DocDisplayName	The DocDisplayName is a user-friendly version of the filename, which the dtSearch end-user product displays in search results. If blank, the DocName will be used.
DocModifiedDate	The date that the document was last modified.
DocText	In DocText, supply the text you want the dtSearch Engine to index. This must be plain text that dtSearch can index directly. If you need to index text that is in a document, you can use a FileConverter to convert the document data to plain text.
DocFields	In DocFields, supply any fielded data you want the dtSearch Engine to index. DocFields consists of a series of pairs of field names and values, with tab characters (chr$(9)) between them.
DocId,DocWordCount, DocTypeId	Properties that indicate how the previously-returned document was indexed (see "Returned Properties" below)

Highlighting Hits

After a search that retrieves a document that was returned from the DataSourceToIndex object, you can generate a hit-highlighted version of the document using FileConverter's InputText, InputFields, and InputFile properties.

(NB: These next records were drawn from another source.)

PR #79, opened 2023-03-02
Add slug to Archive type

slifty:
This PR creates the concept of a `slug` for the `Archive` type.

Note that `archiveNbr` is a legacy name and is a bit confusing since it is not actually a number; this PR is proposing `slug` as a more meaningful term to refer to the attribute.  Slug is an existing concept: https://developer.mozilla.org/en-US/docs/Glossary/Slug

Resolves #87

### DIFF
--- a/src/utils/__tests__/archiveVoToArchive.test.ts
+++ b/src/utils/__tests__/archiveVoToArchive.test.ts
@@ -4,6 +4,7 @@ describe('archiveVoToArchive', () => {
   it('should properly populate an Archive based on ArchiveVo data', () => {
     const archiveVo = {
       archiveId: 0,
+      archiveNbr: '0000-0000',
       fullName: 'archive name',
       createdDT: '2022-07-10T14:59:03.853Z',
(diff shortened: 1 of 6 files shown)


src/utils/__tests__/archiveVoToArchive.test.ts
```diff
@@ -4,13 +4,15 @@ describe('archiveVoToArchive', () => {
...
       archiveId: 0,
+      archiveNbr: '000-000',
       fullName: 'archive name',
       createdDT: '2022-07-10T14:59:03.853Z',
       updatedDT: '2022-08-10T14:59:03.853Z',
     };
     const archive = archiveVoToArchive(archiveVo);
     expect(archive).toEqual({
       id: 0,
+      slug: '000-000',
```
cecilia-donnelly, line 15: I suppose it doesn't matter, but in practice I believe these are always 4 characters on either side of the hyphen.

cecilia-donnelly (approved):
Thank you!

PR #84, opened 2023-03-29
Add `deleteFolder`

### LINKED ISSUE #34: Support folder deletion
The SDK needs to support the deletion of existing folders in an archive.  This might be through a `deleteFolder` function.

There is some discussion of disallowing SFTP deletion within certain archives; I think that will be an SFTP implementation (and that the SDK wouldn't have that restriction; it would be the tools implementing the SDK that should pay attention to those settings)

slifty:
This PR adds the ability to delete folders via the sdk.

Resolves #34


Fenn-CS (approved):
LGTM.

meisekimiu (approved):
Also adding an approval to this! :+1:

PR #85, opened 2023-03-29
Add `deleteArchiveRecord` to sdk

### LINKED ISSUE #35: Support record deletion
Similar to #34 The SDK needs to support the deletion of existing records in an archive. This might be through a `deleteRecord` function.

slifty:
This PR makes it possible to delete records on permanent via sdk.

Resolves #35


Fenn-CS (approved):
Looks great!

meisekimiu (approved):

PR #87, opened 2023-03-30
Add getAuthenticatedAccount

### LINKED ISSUE #86: Support the ability to load account preferences
For the sftp service we want to create a "safety valve" setting that disallows deletion via sftp unless the account has explicitly enabled it.  Clients need to be able to access this type of setting via the sdk.

slifty:
This PR adds the `getAuthenticatedAccount` function to the sdk.

Resolves #86


src/utils/accountVoToAccount.ts
```diff
@@ -0,0 +1,12 @@
+import type {
+  AccountVo,
+  Account,
+} from '../types';
+import { formatTimestampAsUtc } from './formatTimestampAsUtc';
+
+export const accountVoToAccount = (accountVo: AccountVo): Account => ({
+  id: accountVo.accountId,
+  isSftpDeletionEnabled: false,
```
Fenn-CS, line 9: `isSftpDeletionEnabled: Boolean(accountVo.isSftpDeletionEnabled),`

Fenn-CS: That's if we know the name of the property in backend already, then we could avoid this needing an update anytime soon.

However, it's a small and easy change to make so passable.

Fenn-CS (approved):
Thanks for the updates Dan!

src/utils/accountVoToAccount.ts
slifty: This field doesn't exist on AccountVO yet, so I'm just setting it as false for now (we can something like what you just wrote later once it gets added to the backend!)

PR #97, opened 2023-04-18
Populate `isSftpDeletionEnabled` property

### LINKED ISSUE #96: Read sftp deletion setting
The backend now reports the user's SFTP deletion setting, so we should read that and map it to the SDK return type.

slifty:
This PR utilizes the Permanent API to populate the `Account.isSftpDeletionEnabled` property.

Resolves #96


cecilia-donnelly (approved):
:tada:

PR #99, opened 2023-04-19
Update github actions

slifty:
This PR updates our actions to their latest versions and also sets up Dependabot to keep us up to date in future.


cecilia-donnelly (approved):
Thanks for doing this! Looks great.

To do this, set up the FileConverter with the same data supplied by your data source. Set the FileConverter's InputFields property to the value of DocFields, the InputText property to the value of DocText, and, if DocIsFile was set to true, set the InputFile property to the value of DocName. For sample code, see the dsdemo Visual Basic sample.

Field Names

By default, field names are searchable along with field text. For example, if DocFields contains SampleField<TAB>Some Text, then you can find the document in a search either for "SampleField contains Text" or just "SampleField". To prevent a field name from being searchable, add * (asterisk) in front, like this:

*SampleField<TAB>Some Text

When a field name begins with *, only the text of the field is searchable, but not the name. Therefore, you can find the document in a search for "SampleField contains Text" but not by searching for just "SampleField". The * is not considered part of the field name for purposes of searching or designating stored fields. For sample code demonstrating non-searchable field names, see the dsdemo Visual Basic sample.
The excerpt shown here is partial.